Hello everyone! I'm new to this forum. I hope this is the right place to ask this question and if anyone has any info it would be much appreciated! I'm from coshocton ohio but my girlfriend is from st.clairsville. So about every weekend I'm down here in the ohio valley area. I love fishing the ohio river. I fish the river every weekend. I dont know anyone down here so I dont know where any decent fishing spots are. I usually find myself down off the exit in shadyside along the highway there. Also when that spot is taken I go down to Powhatan Point. Those are the only two spots I know about and I'm not complaining because I'm happy catching anything but I'm just not satisfied only catching channel cats. I want to catch some flat heads or blues.( If I'm not mistaken blues are kinda rare In this area.) I dont have a boat, I'm just bank fishing. Catch and release. I use all kinds of bait: worms,goldfish, suckers, shiners, chicken liver, shrimp,hot dogs. I just want to catch something besides channel catfish. I think one of the reasons I'm not catching flat heads is I'm not sure the water is very deep at the spots I know of. So if anyone could lead me in any direction or give some tips it would be much appreciated. I'm located in the st. Clairsville area so any spots that are near here or under a hour would be wonderful! Thanks!


----------



## slipsinker (May 21, 2012)

ohiogrown said:


> Hello everyone! I'm new to this forum. I hope this is the right place to ask this question and if anyone has any info it would be much appreciated! I'm from coshocton ohio but my girlfriend is from st.clairsville. So about every weekend I'm down here in the ohio valley area. I love fishing the ohio river. I fish the river every weekend. I dont know anyone down here so I dont know where any decent fishing spots are. I usually find myself down off the exit in shadyside along the highway there. Also when that spot is taken I go down to Powhatan Point. Those are the only two spots I know about and I'm not complaining because I'm happy catching anything but I'm just not satisfied only catching channel cats. I want to catch some flat heads or blues.( If I'm not mistaken blues are kinda rare In this area.) I dont have a boat, I'm just bank fishing. Catch and release. I use all kinds of bait: worms,goldfish, suckers, shiners, chicken liver, shrimp,hot dogs.
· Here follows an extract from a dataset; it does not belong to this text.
PR #4665, opened 2026-06-18
Count nested fields in GraphQL pagination complexity

grossmannmartin:

GraphQL pagination complexity now reflects the real cost of paginated Frontend API queries. The complexity guard includes the selected fields for each returned item and counts connection metadata, such as `totalCount` and `pageInfo`, only once. This prevents expensive nested paginated queries from being undercounted without artificially multiplying metadata fields by page size.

I just want to catch something besides channel catfish. I think one of the reasons I'm not catching flat heads is I'm not sure the water is very deep at the spots I know of. So if anyone could lead me in any direction or give some tips it would be much appreciated. I'm located in the st. Clairsville area so any spots that are near here or under a hour would be wonderful! Thanks!
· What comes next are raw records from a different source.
PR #928, opened 2026-07-29
feat: add guest disk storage for QEMU ExporterSet pods

### LINKED ISSUE #924: Add storage/disk support for QEMU ExporterSet virtual targets
## Summary

QEMU ExporterSet pods need proper guest disk / storage support so lessees can flash and boot images. Without this, the sidecar pattern is limited for real workflows.

Deferred from PR #910 (scope already large).

## Background

From [PR #910](https://github.com/jumpstarter-dev/jumpstarter/pull/910#discussion_r3659038447):

> …I will handle the storage detail in a follow up PR, this has grown too big. :) and this won't go too far anyway without the storage support.

Related discussion on staging binaries via Kubernetes [image volumes](https://kubernetes.io/docs/tasks/configure-pod-container/image-volumes/) once the cluster baseline is 1.36+ ([comment](https://github.com/jumpstarter-dev/jumpstarter/pull/910#discussion_r3655668698)) — that is a related optimization for the `copy-jumpstarter-exec` init container, but the primary gap is guest disk storage for flash/boot.

## What needs to be done

1. Define how guest disks are provisioned for ExporterSet QEMU pods (emptyDir, PVC, image volume, OCI artifact, etc.)
2. Wire storage into the QEMU provisioner `RenderPod` + ExporterConfig enrichment so the QEMU driver can flash/boot

## Acceptance criteria

- [ ] ExporterSet QEMU pods expose flashable storage usable via existing QEMU driver APIs
- [ ] Sample manifests / docs updated
- [ ] Basic e2e or documented manual test: lease → flash → boot

## Tracking

- Jira: https://redhat.atlassian.net/browse/PITCREW-501
- PR: https://github.com/jumpstarter-dev/jumpstarter/pull/910
- Follow-up comment: https://github.com/jumpstarter-dev/jumpstarter/pull/910#discussion_r3659038447

mangelajo:
## Summary
- Guest disk lives at `/disk`, sized from `parameters.resources.storage`. Optional `parameters.storage.storageClassName` / `accessModes` select the Kubernetes backend (deep-merged class → set).
- No StorageClass → sized `emptyDir` plus `ephemeral-storage` requests/limits. StorageClass set → generic ephemeral `volumeClaimTemplate` so the claim dies with the Pod on ExitAndReplace.
- QEMU driver flashes/boots from `/disk`; sockets and cidata stay on `/shared`. Alpine flash/boot e2e is no longer skipped.

Closes #924
Relates to: [PITCREW-501](https://redhat.atlassian.net/browse/PITCREW-501)

## Test plan
- [x] Unit: `go test ./internal/exporterset/disk/ ./internal/exporterset/provisioners/qemu/` and exporterset reconciler tests (envtest skipped locally)
- [ ] Apply kind sample without `parameters.storage.storageClassName`; confirm Pod has `disk` emptyDir + ephemeral-storage requests/limits
- [ ] Apply with `parameters.storage.storageClassName` set; confirm ephemeral PVC mounted at `/disk`
- [ ] Confirm ExporterSet `parameters.storage.storageClassName: ""` forces emptyDir over the class
- [x] `make e2e-exporterset-qemu` — lease → flash Alpine → boot marker
- [x] Confirm ExitAndReplace deletes Pod + ephemeral claim together


bennyz:
@mangelajo maybe group it all under `parameters`?
so it's
```
parameters:
  storage:
    storageClassName: ...
    resources: ...
```

mangelajo:
> @mangelajo maybe group it all under `parameters`? so it's
> 
> ```
> parameters:
>   storage:
>     storageClassName: ...
>     resources: ...
> ```

Yes, I think that makes more sense, I thought about it when I was working on it, and thought the feature could be useful to other exporterset controllers, but we can make all the behavior reusable by common functions, and it's just a parameter.

We don't need any special checking at API level, and many exportersets don't even care about the storage classes at all.

👍 

Thanks benny

e2e/test/exporterset_qemu_test.go
```diff
@@ -159,24 +159,6 @@ var _ = Describe("ExporterSet QEMU E2E Tests", Label("exporterset-qemu"), Ordere
...
-		}, 2*time.Minute, qemuPollPeriod).ShouldNot(BeEmpty())
-
-		sizeLimit := KubectlQuery("-n", ns, "get", "pod",
-			"-l", guest.Selector,
-			"--field-selector=status.phase=Running",
-			"-o", "jsonpath={.items[0].spec.volumes[?(@.name==\"shared\")].emptyDir.sizeLimit}")
-		// Without the storage follow-up (#924), SizeLimit stays at 100Mi and
-		// flashing Alpine evicts the Pod. Skip until capacity is available.
-		if sizeLimit == "" || sizeLimit == "100Mi" {
-			Skip(fmt.Sprintf("shared emptyDir SizeLimit=%q is too small for Alpine flash; needs #924 storage work", sizeLimit))
```
mangelajo, line 177: the conditional skip is removed

controller/internal/exporterset/disk/disk.go
```diff
@@ -0,0 +1,206 @@
...
+		sc := spec.StorageClassName
+		vol.VolumeSource = corev1.VolumeSource{
+			Ephemeral: &corev1.EphemeralVolumeSource{
+				VolumeClaimTemplate: &corev1.PersistentVolumeClaimTemplate{
+					Spec: corev1.PersistentVolumeClaimSpec{
+						AccessModes:      spec.AccessModes,
+						StorageClassName: &sc,
+						Resources: corev1.VolumeResourceRequirements{
+							Requests: corev1.ResourceList{
+								corev1.ResourceStorage: spec.Size,
```
bennyz: since the driver checks for free space on the FS
```
                available = shutil.disk_usage(root.parent).free
```

do we need to account for FS overhead?

hubeadmin:
General question, non-blocking for the PR.
Have we considered using something like https://github.com/knadh/koanf for data input validation?
There's some benefit to using it, cutting out some number of lines for repetitive type assertions and value validation that I see in this PR, so it just had me wondering whether there cost of adding it would be worth it for cleaner code.

Again, just theoretical questions, nothing strictly related to code changes here.

controller/internal/exporterset/disk/disk_test.go
```diff
@@ -0,0 +1,149 @@
...
+	}
+	if !spec.UsePVC() {
+		t.Error("expected PVC when storageClassName is set")
+	}
+	if len(spec.AccessModes) != 2 {
+		t.Fatalf("accessModes = %v", spec.AccessModes)
+	}
+}
+
+func TestFromParameters_emptyStorageClassForcesEmptyDir(t *testing.T) {
```
maboras-rh, line 71: nit: `TestFromParameters_emptyStorageClassForcesEmptyDir` covers the parser, but the PR test plan also calls out ExporterSet overriding a class-level `storageClassName` with `""`. A `deepMergeParameters` + `FromParameters` test (class=`gp3`, set=`""`) would lock in that merge semantics end-to-end

controller/internal/exporterset/disk/disk.go
```diff
@@ -0,0 +1,206 @@
...
+	out := make([]corev1.PersistentVolumeAccessMode, 0, len(items))
+	for _, item := range items {
+		s, ok := item.(string)
+		if !ok || s == "" {
+			return nil, fmt.Errorf("parameters.storage.accessModes must be a list of strings, got %T", item)
+		}
+		out = append(out, corev1.PersistentVolumeAccessMode(s))
+	}
+	return out, nil
+}
```
maboras-rh, line 283: No validation against known Kubernetes access modes (`ReadWriteOnce`, `ReadOnlyMany`, etc.). A typo like `ReadWriteEverywhere` is silently accepted and only fails at PVC creation time, making it harder to diagnose.
I think it worth validating against the known set. WDYT?

controller/internal/exporterset/provisioners/qemu/qemu_test.go
maboras-rh, line 1: `assertRenderPodSharedVolume` and `TestRenderPod_diskEmptyDirUsesParamSize` access the volume by index `pod.Spec.Volumes[1]`, coupling to append order. The ephemeral PVC test already does this correctly by searching by name. Suggest making the other tests consistent.

something like this example :-
```
var diskVol *corev1.Volume
for i := range pod.Spec.Volumes {
    if pod.Spec.Volumes[i].Name == disk.VolumeName {
        diskVol = &pod.Spec.Volumes[i]
        break
    }
}
```

python/packages/jumpstarter-driver-qemu/jumpstarter_driver_qemu/driver.py
```diff
@@ -482,13 +484,26 @@ def __post_init__(self):
...
 
+    @property
+    def _disk_dir(self) -> str:
+        """Directory for flashable guest disk images (root, bios, …)."""
+        if self.launcher_socket:
+            work = Path(self._work_dir)
+            # Production sidecar: sockets on /shared, guest disk on /disk.
+            # Tests use a tmp shared dir — keep disks next to sockets.
+            if work == Path("/shared"):
+                return "/disk"
```
maboras-rh, line 503: Hardcoded "/disk" and Path("/shared") in Python are implicitly coupled with Go constants `disk.MountPath` and `sharedMountPath`. If either side changes, the other breaks silently. A comment cross-referencing the Go source would help.

controller/internal/exporterset/disk/disk.go
maboras-rh: +1 
The QEMU driver checks free space with `shutil.disk_usage(root.parent).free` against the requested image size, but the provisioner only sets `emptyDir.sizeLimit` (and matching `ephemeral-storage` requests). Those are related but not identical:

- `sizeLimit` is enforced by the kubelet on the volume
- `disk_usage().free` is whatever the node filesystem actually has under `/disk` at flash time
- No inode/metadata headroom is reserved

For e2e (10Gi Alpine tiny) this is fine. For production, worth documenting whether operators should pad `parameters.resources.storage` above the largest expected image, or whether we want the driver/provisioner to align on a single notion of “available disk”.

maboras-rh (approved):
LGTM, with some minor nitpicks

controller/internal/exporterset/disk/disk.go
mangelajo: Agree a typo is annoying, but I would rather defer strict validation here: Kubernetes already rejects unknown access modes at PVC creation with a clear API error, and hardcoding the set in our controller means we need to update it when Kubernetes adds modes. Added a comment in parseAccessModes noting that K8s validates at claim time.

mangelajo:
Re koanf: good idea to keep in mind. For this PR the parameter parsing is localized to the new disk package and mostly type/shape checks, so I would not pull in koanf yet. If we end up with several provisioners sharing richer parameter schemas, revisiting a small validation library would be worth a separate discussion.

controller/internal/exporterset/disk/disk.go
```diff
@@ -0,0 +1,206 @@
...
+		spec.AccessModes = modes
+	}
+	return spec, nil
+}
+
+// SizeFromParameters reads parameters.resources.storage, defaulting to DefaultSize.
+func SizeFromParameters(params map[string]interface{}) (resource.Quantity, error) {
+	raw := DefaultSize
+	if params != nil {
+		if resources, ok := params["resources"].(map[string]interface{}); ok {
```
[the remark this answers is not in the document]
mangelajo: Fixed in caeec2e9: size now comes from `parameters.storage.size`, so malformed `parameters.resources` no longer affects disk sizing silently.

mangelajo:
Done in caeec2e9: guest disk config is grouped under `parameters.storage` — `size`, `fsOverhead`, `storageClassName`, and `accessModes`. CPU/memory stay under `parameters.resources` for scheduling/QEMU defaults.

controller/internal/exporterset/provisioners/qemu/qemu.go
```diff
@@ -311,6 +326,23 @@ func (p *Provisioner) RenderPod(
...
+	if diskSpec.UsePVC() {
+		// fsGroup so the non-root exporter can write the ephemeral claim.
+		if pod.Spec.SecurityContext == nil {
+			pod.Spec.SecurityContext = &corev1.PodSecurityContext{}
+		}
+		pod.Spec.SecurityContext.FSGroup = &runAsExporter
+	} else {
+		// emptyDir guest disks consume node ephemeral storage — ensure the
+		// scheduler and kubelet account for it on containers that mount /disk.
+		disk.SetEphemeralStorage(&pod.Spec.Containers[0].Resources, diskSpec.Size)
```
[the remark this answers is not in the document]
mangelajo: Fixed in caeec2e9: `SetEphemeralStorage` is applied on the runtime sidecar only. The exporter no longer reserves guest-disk ephemeral-storage (scheduler was double-counting).

controller/internal/exporterset/disk/disk.go
mangelajo: Yes — added `parameters.storage.fsOverhead` (default `"10%"`, set `"0%"` to disable). Logical `storage.size` stays the user-facing guest disk size; volume/PVC/emptyDir requests use size × (1 + overhead).

controller/internal/exporterset/disk/disk_test.go
mangelajo: Added `TestFromParameters_mergedEmptyStorageClassForcesEmptyDir` in caeec2e9: deep-merge class `storageClassName: gp3` with set `storageClassName: ""`, then `FromParameters` → emptyDir.

controller/internal/exporterset/provisioners/qemu/qemu_test.go
mangelajo: Done in caeec2e9: tests now find the disk volume by `disk.VolumeName` via `findVolumeByName`.

python/packages/jumpstarter-driver-qemu/jumpstarter_driver_qemu/driver.py
mangelajo: Added cross-reference comments in caeec2e9 pointing at `disk.MountPath` and `sharedMountPath` in the Go provisioner sources.

bennyz (approved):

maboras-rh (approved):

python/packages/jumpstarter-driver-qemu/jumpstarter_driver_qemu/driver.py
maboras-rh: ack, thanks!

mangelajo:
oops linter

hey there ! i would put this on ohio river forum,you should get a lot of responses there too !


----------



## ducky152000 (Jul 20, 2005)

If you just want to catch your first Flathead go to Willscreek. There is a good population of flathead in there. The quality is not good, but I would assume about anyone that would put a night or two in at Willscreek should be able to catch their first Flathead. Use live bait or fresh cut bait around any decent size logjam or sharp bend that should have a deep hole. If you have to fish the Ohio River stick with live bait or fresh cut bait. Forget the liver and hotdog's. I never fished the Ohio but I'm sure it's about the same way. Find a deep hole, or some type of structure. Natural or even man made should have flathead on the ohio.


----------



## multi species angler (Feb 20, 2006)

Flatheads may spend the majority of the daytime hrs in deeper water resting up for their feeding periods, which is usually in the shallows where a lot of the baitfish that makes up most of their diet usually are. Very early hrs or night time is usually best. Find shallow feeding areas near deep water resting areas. Stick with live baitfish.


----------



## ohiogrown (Jul 1, 2018)

Thanks for all the great info guys! This is not my first flathead though. 10 years ago, we used to catch them a lot down in Marietta using goldfish as bait. I guess I'm just not finding a good spot to fish. I sat down at pike island dam for 5 hours Sunday and didn't catch anything. I was using goldfish and minos, live and cutbait. I kinda was down on the bank about 1000 yards . When I was leaving I saw people fishing right off the pier part. I figured with all the logs and sticks jammed up in that part that if you caught something you would get hung up for sure. But maybe that's why I didn't have any luck. I dont have very much experience fishing dams. I'm going to look today for a new spot. I been debating buying a castable depth/fish finder so I can find the deep holes.


----------



## multi species angler (Feb 20, 2006)

On rivers look for deep holes on outside bends.


----------



## BuckeyeFishinNut (Feb 8, 2005)

I have caught tons of flatheads at Pike Island. A lot of your success will depend on water conditions and what gates they have open at the dam. I have caught 20 lb flatheads 30-40 feet off the bank down there. 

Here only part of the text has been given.